Filipino activists hold candles during a protest vigil supporting former President Rodrigo Duterte’s arrest by the International Criminal Court, in Quezon City, Metro Manila, Philippines, on Tuesday.
Credit...Peter Blaza/Reuters

Duterte’s Arrest Shows Power and Limits of the International Criminal Court

The arrest represents a significant victory for the I.C.C., but only a narrow set of circumstances made it possible.

by · NY Times

The police in the Philippines arrested Rodrigo Duterte, the country’s former president, on Tuesday on charges of crimes against humanity under a warrant by the International Criminal Court.

While in office, Mr. Duterte encouraged the police to hunt down and kill people whom they suspected of being involved in the illegal drug trade. Human rights groups say that more than 30,000 people were killed in extrajudicial executions.

The arrest represents a significant victory for the I.C.C., an independent judicial body that investigates and tries people accused of genocide, war crimes, crimes against humanity and the crime of aggression from its base in The Hague.

But Mr. Duterte’s arrest also shows the limits of the court’s power: Although its jurisdiction is sweeping, the court cannot carry out arrests on its own. It relies on the cooperation of national governments to execute its warrants, which leaves it at the mercy of domestic politics.

Arresting Mr. Duterte was possible because he was out of office and politically weakened. By contrast, there appears to be essentially no chance that the I.C.C. arrest warrants for President Vladimir V. Putin of Russia or Prime Minister Benjamin Netanyahu of Israel will be carried out anytime soon.

On paper, the I.C.C. has the ability to order the arrest of anyone who is alleged to have committed a crime listed in the Rome Statute, the 1998 treaty that established the court, and who is either a national of an I.C.C. member state or committed the crime on the territory of one. Even sitting leaders are not immune from prosecution — a notable departure from the usual rules of international law. (Mr. Duterte withdrew the Philippines from the court during his presidency, but a panel of I.C.C. judges found that the court still has jurisdiction because his alleged crimes took place before that withdrawal.)
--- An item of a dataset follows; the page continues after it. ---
PR #8813, opened 2020-04-23
Docs: Add instructions to persist metrics and restart policy

### LINKED ISSUE #8663: Updating netdata in docker (image update)
I've started netdata in following way:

But in practice, the court has little to no ability to go after sitting leaders, or people under their protection.

Mr. Duterte may have expected to be protected by his successor, Ferdinand Marcos Jr., who initially pledged to shield him from international inquiry. But then Mr. Duterte’s family — especially his daughter Sara Duterte, who is vice president — had a dramatic falling out with Mr. Marcos (Ms. Duterte said she wanted to cut Mr. Marcos’s head off and threatened to dig up the body of his dead father and throw it into the ocean).

As the relationship deteriorated, so did Mr. Duterte’s protection from the international court. Mr. Marcos began allowing I.C.C. investigators into the country.
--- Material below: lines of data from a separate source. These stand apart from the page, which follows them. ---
PR #8824, opened 2020-04-25
Removed old function call in netdata-installer.sh

Ferroin:
##### Summary

When updating the dashboard handling code, I forgot to remove this call to a now nonexistent function.

##### Component Name

area/packaging

##### Test Plan

Passes CI.


ilyam8:
I searched in the source code, no other mention of `clean_existing_dashboard` https://github.com/netdata/netdata/search?q=clean_existing_dashboard&unscoped_q=clean_existing_dashboard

Experts say this narrow set of circumstances created a way for the I.C.C. to act.

“We can’t expect a new institution to substantially counteract the operation of power, or real entrenched interests of powerful actors,” said Kate Cronin-Furman, a professor at University College London who studies accountability for mass atrocities. “But what we do hope that they’ll do is adjust things along the margins, and over time shift things toward a more just world.”

“In the absence of the I.C.C., Duterte probably happily lives out his life, responsible for the massacre of thousands,” she added.
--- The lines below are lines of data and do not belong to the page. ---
PR #8838, opened 2020-04-27
JSON-c as hard dep. for ACLK

underhood:
##### Summary

1. If `json-c-devel` (or equivalent pkg in other distros) available use it.
1. If not try and check if static build is available in `externaldeps` folder (by installer) and use it.
1. If no json-c is available don't build ACLK in `detect` (default mode - build ACLK if you can but build netdata always) and error out in configure if `--enable-aclk` flag given (telling us user specifically wants ACLK to be built)

##### Test Plan
Test with and without system JSON-c dev package. Test with configure flags `--enable-cloud`, `--disable-cloud`, and no flag (default autodetect mode). Test with renaming `libjson-c.a` and running configure (without installer who would build new lib) to simulate the case where the installer was not able to build static json-c.

### DIFF
--- a/Makefile.am
+++ b/Makefile.am
@@ -624,6 +624,10 @@ NETDATA_COMMON_LIBS = \
     $(OPTIONAL_EBPF_LIBS) \
     $(NULL)
 
+if LINK_STATIC_JSONC
+    NETDATA_COMMON_LIBS += externaldeps/jsonc/libjson-c.a
+endif
+
 NETDATACLI_FILES = \
     daemon/commands.h \
     $(LIBNETDATA_FILES) \
--- a/configure.ac
+++ b/configure.ac
@@ -436,8 +436,8 @@ AM_CONDITIONAL([ENABLE_HTTPS], [test "${enable_https}" = "yes"])
 # JSON-C
 
 if test "${enable_jsonc}" != "no" -a -z "${JSONC_LIBS}"; then
-	# Try and detect manual static build presence (from netdata-installer.h)
-	AC_MSG_CHECKING([if staticaly built json-c is present])
+	# Try and detect manual static build presence (from netdata-installer.sh)
+	AC_MSG_CHECKING([if statically built json-c is present])
 	if test -f "externaldeps/jsonc/libjson-c.a"; then
 		AC_DEFINE([LINK_STATIC_JSONC], [1], [static json-c should be used])
 		JSONC_LIBS="static"
--- a/configure.ac
+++ b/configure.ac
@@ -173,7 +173,6 @@ AC_ARG_ENABLE(
     [ enable_cloud="detect" ]
 )
 
-aclk_required="${enable_cloud}"
 if test "${enable_cloud}" = "no"; then
     AC_DEFINE([DISABLE_CLOUD], [1], [disable netdata cloud functionality])
 fi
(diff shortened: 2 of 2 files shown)


configure.ac
```diff
@@ -435,6 +434,21 @@ AM_CONDITIONAL([ENABLE_HTTPS], [test "${enable_https}" = "yes"])
 
 # -----------------------------------------------------------------------------
 # JSON-C
+
+if test "${enable_jsonc}" != "no" -a -z "${JSONC_LIBS}"; then
+	# Try and detect manual static build presence (from netdata-installer.h)
```
amoss, line 439:
```suggestion
	# Try and detect manual static build presence (from netdata-installer.sh)
```

configure.ac
```diff
@@ -435,6 +434,21 @@ AM_CONDITIONAL([ENABLE_HTTPS], [test "${enable_https}" = "yes"])
...
+	AC_MSG_CHECKING([if staticaly built json-c is present])
```
amoss, line 440:
```suggestion
	AC_MSG_CHECKING([if statically built json-c is present])
```

configure.ac
```diff
@@ -435,6 +434,21 @@ AM_CONDITIONAL([ENABLE_HTTPS], [test "${enable_https}" = "yes"])
...
+	if test -f "externaldeps/jsonc/libjson-c.a"; then
+		AC_DEFINE([LINK_STATIC_JSONC], [1], [static json-c should be used])
```
amoss, line 442: I think that we should do a test compile to check that it works. The symbol check that is already there for the system installed library would be appropriate.

configure.ac
```diff
@@ -1218,7 +1239,8 @@ AC_SUBST([webdir])
 
 CFLAGS="${CFLAGS} ${OPTIONAL_MATH_CFLAGS} ${OPTIONAL_NFACCT_CFLAGS} ${OPTIONAL_ZLIB_CFLAGS} ${OPTIONAL_UUID_CFLAGS} \
     ${OPTIONAL_LIBCAP_CFLAGS} ${OPTIONAL_IPMIMONITORING_CFLAGS} ${OPTIONAL_CUPS_CFLAGS} ${OPTIONAL_XENSTAT_FLAGS} \
-    ${OPTIONAL_KINESIS_CFLAGS} ${OPTIONAL_PROMETHEUS_REMOTE_WRITE_CFLAGS} ${OPTIONAL_MONGOC_CFLAGS} ${LWS_CFLAGS}"
+    ${OPTIONAL_KINESIS_CFLAGS} ${OPTIONAL_PROMETHEUS_REMOTE_WRITE_CFLAGS} ${OPTIONAL_MONGOC_CFLAGS} ${LWS_CFLAGS} \
+	${OPTIONAL_JSONC_STATIC_CFLAGS}"
```
amoss, line 1243: Does this add a duplicate (looking at the change to Makefile.am) ?

underhood: nope this adds include dir. Change in Makefile adds static lib to be linked

Makefile.am
```diff
@@ -624,6 +624,10 @@ NETDATA_COMMON_LIBS = \
     $(OPTIONAL_EBPF_LIBS) \
     $(NULL)
 
+if LINK_STATIC_JSONC
```
amoss, line 627: This is technically correct but seems fragile (i.e. we should only end up with LINK_STATIC_JSONC set if OPTIONAL_JSONC_LIBS is empty). What about the following to make the relationship guaranteed?
```
If LINK_STATIC_JSONC
     NETDATA_COMMON_LIBS += externaldeps/jsonc/libjson-c.a
else
    NETDATA_COMMON_LIBS += $(OPTIONAL_JSONC_LIBS)
endif
```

Most of the outstanding I.C.C. arrest warrants have not gone the same way. Many of the court’s most high-profile warrants have not resulted in arrests, including the cases of Mr. Putin and Mr. Netanyahu.

For political leaders who are targeted by the I.C.C., the power of their offices can often be enough to protect them from arrest. But with Mr. Duterte as a notable example, that dynamic creates an additional incentive for them to stay in office for as long as possible.